Class CbclReader

  • All Implemented Interfaces:
    htsjdk.samtools.util.CloseableIterator<CbclData>, Closeable, AutoCloseable, Iterator<CbclData>

    public class CbclReader
    extends BaseBclReader
    implements htsjdk.samtools.util.CloseableIterator<CbclData>
    ------------------------------------- CBCL Header ----------------------------------- Bytes 0 - 1 Version number, current version is 1 unsigned 16 bits little endian integer Bytes 2 - 5 Header size unsigned 32 bits little endian integer Byte 6 Number of bits per basecall unsigned Byte 7 Number of bits per q-score unsigned

    q-val mapping info Bytes 0-3 Number of bins (B), zero indicates no mapping B pairs of 4 byte values (if B > 0) {from, to}, {from, to}, {from, to} from: quality score bin to: quality score

    Number of tile records unsigned 32bits little endian integer

    gzip virtual file offsets, one record per tile Bytes 0-3: tile number Bytes 4-7 Number of clusters that were written into the current block (required due to bit-packed q-scores) unsigned 32 bit integer

    Bytes 8-11 Uncompressed block size of the tile data (useful for sanity check when excluding non-PF clusters) unsigned 32 bit integer

    Bytes 12-15 Compressed block size of the tile data unsigned 32 bit integer

    non-PF clusters excluded flag 1: non-PF clusters are excluded 0: non-PF clusters are included

    ------------------------------------- CBCL File Content -----------------------------------

    N blocks of gzip files, where N is the number of tiles.

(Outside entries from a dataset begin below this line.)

PR #75, opened 2024-11-19
Feature: Add a project launcher #67

### LINKED ISSUE #67: Feature: Add a project launcher
This will manage the platform specific configuration/installation of dependencies. It should automatically update config.json file so that we can avoid adding a separate field for each platform and dependency that the user has to verify and maintain. 

This will also introduce more flexibility in how start our applications built on top of MediaProcessor.  
The launcher should not assume the current web-based application will be the only use case. In the future we might provide a desktop GUI, and potentially other standalone applications. 

The goal is to achieve a cross-platform seamless user experience.

nikhiljangra264:
closes #67 

Added launcher.py
1. launch web application
```python
python launcher.py --mode=web
```
2. install dependencies
```python
python launcher.py --install
```
3. rebuilding backend MediaProcessor
```python
python launcher.py --rebuild
```
4. help
```python
python launcher.py --help
```

### DIFF
--- a/launcher.py
+++ b/launcher.py
@@ -1,0 +1,479 @@
+import argparse
+import atexit
+import json
+import logging
+import logging.config
+import os
+import platform
+import subprocess
+import sys
+import threading
+import time
+import webbrowser
+from pathlib import Path
+
+CONFIG_FILE = os.path.join("config.json")
+venv_name = "virtual_env"  # For downloading python packages
+venv_dir = Path.cwd() / venv_name  # Generate the path for the virtual environment
+DEFAULT_CONFIG = {
+    "version": 1,
+    "formatters": {
+        "detailed": {"format": "%(asctime)s [%(levelname)s] [%(funcName)s(), %(lineno)d]: %(message)s"},
+        "simple": {"format": "[%(levelname)s] %(message)s"},
+    },
+    "handlers": {
+        "console": {
+            "class": "logging.StreamHandler",
+            "formatter": "simple",
+            "stream": "ext://sys.stdout",
+        },
+    },
+    "root": {"level": "ERROR", "handlers": ["console"]},
+}
+
+
+def setup_logging(log_level, log_file=False):
+    DEFAULT_CONFIG["root"]["level"] = log_level
+    if log_file:
+        DEFAULT_CONFIG["handlers"]["file"] = {
+            "class": "logging.handlers.RotatingFileHandler",
+            "formatter": "detailed",
+            "filename": f"logfile_{time.strftime('%Y%m%d_%H%M%S')}.log",
+            "maxBytes": 1024 * 1024 * 5,  # 5MB
+            "backupCount": 3,
+        }
+        DEFAULT_CONFIG["root"]["handlers"].append("file")
+
+    logging.config.dictConfig(DEFAULT_CONFIG)
+
+
+def run_command(command, cwd=None):
+    """
+    Executes a shell command.
+
+    Args:
+        command (str): The command to run.
+
+    Raises:
+        subprocess.CalledProcessError: If any command fails.
+    """
+    logging.debug(f"Executing command: {command}")
+    process = subprocess.Popen(
+        command.split(),
+        cwd=cwd,
+        stdout=subprocess.PIPE,
+        stderr=subprocess.PIPE,
+        text=True,
+    )
+    stdout, stderr = process.communicate()  # wait for process to terminate
+    if stdout:
+        logging.debug(f"Command output: {stdout}")
+    if stderr:
+        logging.error(f"Command error: {stderr}")
+
+    if process.returncode != 0:
+        raise subprocess.CalledProcessError(process.returncode, command)
+
+
+class DependencyHandler:
+    """
+    Represents a dependency with methods for checking and installing it.
+
+    Attributes:
+        name (str): The name of the dependency.
+        package_name (dict): { platform: package_name }.
+        check_cmd (dict): { platform: list of command or function to check if the dependency is installed }.
+        install_cmd (dict): { platform: list of command or function to install the dependency }.
+
+        if package_name is not provided, it will be set to the name.
+
+        if check_cmd is not provided
+            package_name --version will be used to check if the dependency is installed
+
+        if install cmd is not provided
+            for linux: package manager based on distro
+            for macos: brew
+            for windows: msys2
+    """
+
+    def __init__(self, name, package_name=None, check_cmd=None, install_cmd=None):
+        self.name = name
+        self.package_name = package_name or {}
+        self.check_cmd = check_cmd or {}
+        self.install_cmd = install_cmd or {}
+        self._installers = {
+            "Linux": self._get_install_commands_linux,
+            "Darwin": self._get_install_commands_darwin,
+            "Windows": self._get_install_commands_windows,
+        }
+        # Mapping of Linux distributions to package managers
+        self._linux_distro_map = {
+            "ubuntu": "sudo apt-get install -y",
+            "debian": "sudo apt-get install -y",
+            "kali": "sudo apt-get install -y ",
+            "pop": "sudo apt-get install -y ",
+            "elementary": "sudo apt-get install -y ",
+            "mint": "sudo apt-get install -y",
+            "fedora": "sudo dnf install -y",
+            "rhel": "sudo dnf install -y",
+            "centos": "sudo dnf install -y",
+            "rocky": "sudo dnf install -y",
+            "alma": "sudo dnf install -y",
+            "arch": "sudo pacman -S --needed --noconfirm",
+            "manjaro": "sudo pacman -S --needed --noconfirm",
+            "endeavouros": "sudo pacman -S --needed --noconfirm",
+            "garuda": "sudo pacman -S --needed --noconfirm",
+            "opensuse": "sudo zypper install -y",
+            "suse": "sudo zypper install -y",
+            "alpine": "sudo apk add",
+            "solus": "sudo eopkg install -y",
+            "void": "sudo xbps-install -y",
+            "clearlinux": "sudo swupd bundle-add",
+        }
+
+    def ensure_dependency_installed(self, system, install=True):
+        """
+        Checks if the dependency is installed. If not installs it if install arg is True.
+        """
+        commands = self._get_check_commands(system)
+        try:
+            for cmd in commands:
+                if type(cmd) == str:
+                    run_command(cmd)
+                else:
+                    cmd()
+
+        except (FileNotFoundError, subprocess.CalledProcessError):
+            if not install:
+                logging.info(f"{self.name} is not installed.")
+                sys.exit(1)
+            self.install_dependency(system)
+
+        except Exception as e:
+            logging.error(f"While Checking Dependency: {e}", exc_info=True)
+            sys.exit(1)
+
+    def install_dependency(self, system):
+        """
+        Installs the dependency for the specified operating system.
+
+        Args:
+            system (str): The operating system type.
+        """
+        try:
+            commands = self._get_install_commands(system)
+            for cmd in commands:
+                if type(cmd) == str:
+                    run_command(cmd)
+                else:
+                    cmd()
+        except Exception as e:
+            logging.error(f"While Installing: {e}.", exc_info=True)
+            sys.exit(1)
+
+    def _get_check_commands(self, system):
+        if system in self.check_cmd:
+            return self.check_cmd[system]
+        if "all" in self.check_cmd:
+            return self.check_cmd["all"]
+        return [f"{self.package_name.get(system, self.name)} --version"]
+
+    def _get_install_commands(self, system):
+        if system in self.install_cmd:
+            return self.install_cmd[system]
+        if "all" in self.install_cmd:
+            return self.install_cmd["all"]
+        if system not in self._installers:
+            logging.error(f"Unspported sytem {system}.")
+            sys.exit(1)
+
+        return self._installers[system]()
+
+    def _get_install_commands_linux(self):
+        import distro
+
+        distro = distro.id().lower()
+        if distro not in self._linux_distro_map:
+            logging.error(f"Unsupported linux distro {distro}.")
+            sys.exit(1)
+
+        return [f"{self._linux_distro_map[distro]} {self.package_name.get('Linux', self.name)}"]
+
+    def _get_install_commands_darwin(self):
+        return [f"brew install {self.package_name.get('Darwin', self.name)}"]
+
+    def _get_install_commands_windows(self):
+        if not check_msys2_installed():
+            install_msys2()
+        return [f"pacman -S --needed --noconfirm {self.package_name.get('Windows', self.name)}"]
+
+
+# pkg-config should come before sndfie and nlohmann-json
+dependencies = [
+    DependencyHandler("cmake", {"Windows": "mingw-w64-x86_64-cmake"}, {"all": ["cmake --version"]}),
+    DependencyHandler(
+        "g++",
+        {"Windows": "mingw-w64-x86_64-gcc", "Darwin": "gcc"},
+        {"all": ["g++ --version"]},
+        {"Windows": ["pacman -S --needed --noconfirm base-devel mingw-w64-x86_64-toolchain"]},
+    ),
+    DependencyHandler("pkg-config"),
+    DependencyHandler("ffmpeg", {"Windows": "mingw-w64-x86_64-ffmpeg"}, {"all": ["ffmpeg -version"]}),
+    DependencyHandler(
+        "libsndfile",
+        {"Windows": "mingw-w64-x86_64-libsndfile", "Linux": "libsndfile1-dev"},
+        {"all": ["pkg-config --exists sndfile"]},
+    ),
+    DependencyHandler(
+        "nlohmann-json",
+        {"Windows": "mingw-w64-x86_64-nlohmann-json", "Linux": "nlohmann-json3-dev"},
+        {"all": ["pkg-config --exists nlohmann_json"]},
+    ),
+]
+
+
+def check_msys2_installed():
+    try:
+        run_command("pacman --version")
+        return True
+    except (FileNotFoundError, subprocess.CalledProcessError):
+        return False
+
+
+def check_internet_connectivity():
+    """For Windows check internet connectivity"""
+    try:
+        logging.debug("Checking internet connectivity... ")
+        # Ping Google's public DNS server
+        run_command("ping -n 1 8.8.8.8")
+        logging.debug("Internet connectivity OK")
+    except subprocess.CalledProcessError:
+        logging.error("No internet connection detected.")
+        sys.exit(1)
+
+
+def install_msys2():
+    try:
+        installer_url = (
+            "https://github.com/msys2/msys2-installer/releases/download/nightly-x86_64/msys2-base-x86_64-latest.sfx.exe"
+        )
+        installer_name = "msys2-installer.exe"
+
+        msys2_root_path = "C:\\msys64"
+
+        check_internet_connectivity()
+
+        logging.info("Downloading MSYS2 installer...")
+        logging.debug(f"Installer URL: {installer_url}")
+        run_command(f"curl -L -o {installer_name} {installer_url}")
+
+        logging.info("Running MSYS2 installer...")
+        logging.debug(f"Installing MSYS2 at {msys2_root_path}")
+        run_command(f"{installer_name} -y -oC:\\")
+
+        logging.info("Updating MSYS2 packages...")
+        run_command(f"{msys2_root_path}\\usr\\bin\\bash.exe -lc 'pacman -Syu --noconfirm'")
+
+        logging.info("Editing Environment Variables...")
+        logging.debug(
+            f"Adding {msys2_root_path}\\usr\\bin, {msys2_root_path}\\mingw64\\bin, {msys2_root_path}\\mingw32\\bin to PATH"
+        )
+        # Set it permanently for the current user
+        commands = f"""
+        $oldPath = [Environment]::GetEnvironmentVariable("Path", "User")
+        $newPath = "{msys2_root_path}\\usr\\bin;{msys2_root_path}\\mingw64\\bin;{msys2_root_path}\\mingw32\\bin;" + $oldPath
+        [Environment]::SetEnvironmentVariable("Path", $newPath, "User")
+        """
+        # Run the PowerShell commands
+        subprocess.check_call(["powershell", "-Command", commands])
+
+        # Add MSYS2 paths to the PATH environment variable for the current session
+        logging.debug(
+            f"Addiing {msys2_root_path}\\usr\\bin, {msys2_root_path}\\mingw64\\bin, {msys2_root_path}\\mingw32\\bin to current enviornment."
+        )
+        current_path = os.environ.get("PATH", "")
+        new_path = (
+            f"{msys2_root_path}\\usr\\bin;{msys2_root_path}\\mingw64\\bin;{msys2_root_path}\\mingw32\\bin;"
+            + current_path
+        )
+        os.environ["PATH"] = new_path
+
+        logging.info("MSYS2 installed and updated successfully.")
+        logging.info("NOTE: Please restart your terminal before running this script again.")
+
+    except subprocess.CalledProcessError as e:
+        logging.error(f"Error installing MSYS2: {e}", exc_info=True)
+        sys.exit(1)
+    finally:
+        if os.path.exists(installer_name):
+            os.remove(installer_name)
+
+
+def check_MediaProcessor(system):
+    if system == "Windows":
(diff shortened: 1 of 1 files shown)


launcher.py
```diff
@@ -0,0 +1,358 @@
...
+import time
+import webbrowser
+from pathlib import Path
+
+CONFIG_FILE = os.path.join("config.json")
+venv_name = "virtual_env"  # For downloading python packages
+venv_dir = Path.cwd() / venv_name  # Create the path for the virtual environment
+
+
+def execute_command(command, cwd=None):
```
omeryusufyagci, line 17: For both these lines l14 and l17, as a general remark: let's try to reuse the existing verbs for these actions. For example to make something we've strictly used generate instead of create, and similarly to perform something we've currently used runCommand instead of execute. Please search for similar occurrences in general

launcher.py
```diff
@@ -0,0 +1,358 @@
...
+    Args:
+        commands (str): The command to execute.
+
+    Raises:
+        subprocess.CalledProcessError: If any command fails.
+    """
+    subprocess.check_call(command.split(), cwd=cwd, stdout=subprocess.DEVNULL, stderr=subprocess.DEVNULL)
+
+
+class Dependency:
```
omeryusufyagci, line 30: Could be more descriptive here, e.g DependencyManager as it seems to mainly manage deps?

launcher.py
```diff
@@ -0,0 +1,358 @@
...
+                    sys.exit(1)
+            elif system == "Darwin":
+                install_cmd = [f"brew install {self.package_name.get(system, self.name)}"]
+            elif system == "Windows":
+                if not check_msys2_installed():
+                    install_msys2()
+                install_cmd = [f"pacman -S --needed --noconfirm {self.package_name.get(system, self.name)}"]
+            else:
+                print(f"Unsupported operating system: {system}. Please install {self.name} manually.")
+                sys.exit(1)
```
omeryusufyagci, line 122: This is a little too much nesting and I believe we can do better. How about you introduce member functions for each platform so this reads much lighter?

Perhaps introduce an install() fn that will ask for the appropriate installer from a _get_installer(). The installers could be stored in a hash map. So you'd be injecting this dependency where you're intending to use it. It should eliminate the need for a lot of the control flow here as well. 

Btw, a side note, can you introduce a leading underscore for private member functions?

launcher.py
```diff
@@ -0,0 +1,358 @@
...
+
+        with open(CONFIG_FILE, "w") as config_file:
+            json.dump(config, config_file, indent=4)
+
+    except FileNotFoundError:
+        print(f"{CONFIG_FILE} not found. Please create a default config.json file.")
+        sys.exit(1)
+
+
+def launch_web_application(system):
```
omeryusufyagci, line 297: Would be good to see the logs and even perhaps start it with debug level. Currently if the process fails there is no way to see what happened when started via the launcher.

omeryusufyagci (changes requested):
Hi @nikhiljangra264, thanks a lot for this great start! I've also fixed 2 bugs while testing this version and have already pushed them here. For the rest, I've taken a quick look and left some comments.

MediaProcessor/cmake/src.cmake
```diff
@@ -28,21 +28,39 @@ if(APPLE)
     endif()
 elseif(WIN32)
     set(DF_LIBRARY ${CMAKE_SOURCE_DIR}/lib/libdf.dll.a) # .dll.a for linking, .dll for runtime
+    set(DF_DLL_PATH ${CMAKE_SOURCE_DIR}/lib/df.dll)   # Path for the actual DLL
```
omeryusufyagci, line 31: Why was this needed? Normally providing the .dll.a is enough for linking?

MediaProcessor/cmake/test.cmake
```diff
@@ -14,10 +14,22 @@ if(NOT GTEST_FOUND)
...
+file(TO_CMAKE_PATH "${CMAKE_SOURCE_DIR}/tests/TestMedia" TEST_MEDIA_DIR)
+set(TEST_MEDIA_DIR "${TEST_MEDIA_DIR}" CACHE PATH "Path to test media files")
+
+# Set platform-specific dynamic library for df
+if(APPLE)
+    set(DF_LIBRARY ${CMAKE_SOURCE_DIR}/lib/libdf.dylib)  # macOS dynamic library
+elseif(WIN32)
+    set(DF_LIBRARY ${CMAKE_SOURCE_DIR}/lib/df.dll)  # Windows dynamic library
+elseif(UNIX)
+    set(DF_LIBRARY ${CMAKE_SOURCE_DIR}/lib/libdf.so)  # Linux dynamic library
```
omeryusufyagci, line 26: we could do without the comments at the end of the lines

MediaProcessor/tests/TestUtils.cpp
```diff
@@ -79,12 +79,12 @@ bool CompareFiles::compareFilesByteByByte(const fs::path& filePath1, const fs::p
 bool CompareFiles::compareAudioFiles(const fs::path& filePath1, const fs::path& filePath2,
                                      double tolerance, size_t chunkSize) {
     SF_INFO sfInfo1, sfInfo2;
-    SNDFILE* sndFile1 = sf_open(filePath1.c_str(), SFM_READ, &sfInfo1);
+    SNDFILE* sndFile1 = sf_open(filePath1.string().c_str(), SFM_READ, &sfInfo1);
```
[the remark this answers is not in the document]
omeryusufyagci: In that case, adding a brief comment here would be good as this can easily be forgotten and removed during a refactor. A bit surprising though, as I had no issue running this natively on Windows 10.

launcher.py
```diff
@@ -0,0 +1,405 @@
...
+        input()  # Block until the user presses Enter
+
+    except Exception as e:
+        print(f"An error occurred: {e}")
+        sys.exit(1)
+
+
+def main():
+    parser = argparse.ArgumentParser(description="Setup for MediaProcessor Application")
+    parser.add_argument("--mode", choices=["web"], help="Specify mode to launch")
```
omeryusufyagci, line 375: I'd go with `--app` instead of `--mode` here as we want to launch a specific application.
Also, we'd like to make it easy on the user; so if they simply run this launcher, it should install everything and default to the web app if no arguments were provided.

launcher.py
```diff
@@ -0,0 +1,405 @@
...
+        subprocess.CalledProcessError: If any command fails.
+    """
+    if current_debug_level == DebugLevel.ALL:
+        print(f"Executing command: {command}")
+    subprocess.check_call(
+        command.split(),
+        cwd=cwd,
+        stdout=None if current_debug_level == DebugLevel.ALL else subprocess.DEVNULL,
+        stderr=None if current_debug_level == DebugLevel.ALL else subprocess.DEVNULL,
+    )
```
omeryusufyagci, line 47: Would be good to try except here and other places where it's quite possible that we get an exception.

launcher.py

    Each block consists of C number of basecall, quality score pairs where C is the number of clusters for the given tile.

    Each basecall, quality score pair has the following format (assuming 2 bits are used for the basecalls): Bits 0-1: Basecalls (respectively [A, C, G, T] for [00, 01, 10, 11]) Bits 2 and up: Quality score (unsigned Q bit little endian integer where Q is the number of bits per q-score). For a two bit quality score, this is two clusters per byte where the bottom 4 bits are the first cluster and the higher 4 bits are the second cluster.